PR #8908, opened 2021-06-20
fix: Ensure that build targets have all methods from ExternalProgram

mensinda:
As a side-effect from #8885 `find_program()` returns now `Executable`
objects when `meson.override_find_program` is called with an
executable target. To resolve this conflict the missing methods
from `ExternalProgram` are added to `BuildTarget`.

### DIFF
--- a/docs/markdown/snippets/build-target-found.md
+++ b/docs/markdown/snippets/build-target-found.md
@@ -1,0 +1,16 @@
+## New `build target` methods
+
+The [`build target` object](Reference-manual.md#build-target-object) now supports
+the following two functions, to ensure feature compatebility with
+[`external program` objects](Reference-manual.html#external-program-object):
+
+- `found()`: Always returns `true`. This function is meant
+  to make executables objects feature compatible with
+  `external program` objects. This simplifies
+  use-cases where an executable is used instead of an external program.
+
+- `path()`: **(deprecated)** does the exact same as `full_path()`.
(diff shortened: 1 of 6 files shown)


docs/markdown/snippets/build-target-found.md
```diff
@@ -0,0 +1,16 @@
...
+
+- `found()`: Always returns `true`. This function is meant
+  to make executables objects feature compatible with
+  `external program` objects. This simplifies
+  use-cases where an executable is used instead of an external program.
+
+- `path()`: **(deprecated)** does the exact same as `full_path()`.
+  **NOTE:** This function is solely kept for compatebility
+  with `external program` objects. It will be
+  removed once the, also deprecated, corresponding `path()` function is
```
jpakkane, line 15: So `path` will be removed when  `path` is removed? That seems a bit weird. What does this actually refer to?

mensinda: It refers to the already deprecated `path()` method in `external program` object. The idea here is that the `path` method in `build target` objects is only required because `external program` objects also have a `path()` method.

A new user should never actually use this new `path` method intentionally.

jpakkane: Yes, but the text should say "corresponding `path()` function in `external_program` is removed".

mensinda: Yeah, updated.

⁂

#### [Your instructions]
Your answer must be the lines above, unchanged, from the first one through the line that holds "called with an", inclusive, and no others.

#### [Output]
PR #8908, opened 2021-06-20
fix: Ensure that build targets have all methods from ExternalProgram

mensinda:
As a side-effect from #8885 `find_program()` returns now `Executable`
objects when `meson.override_find_program` is called with an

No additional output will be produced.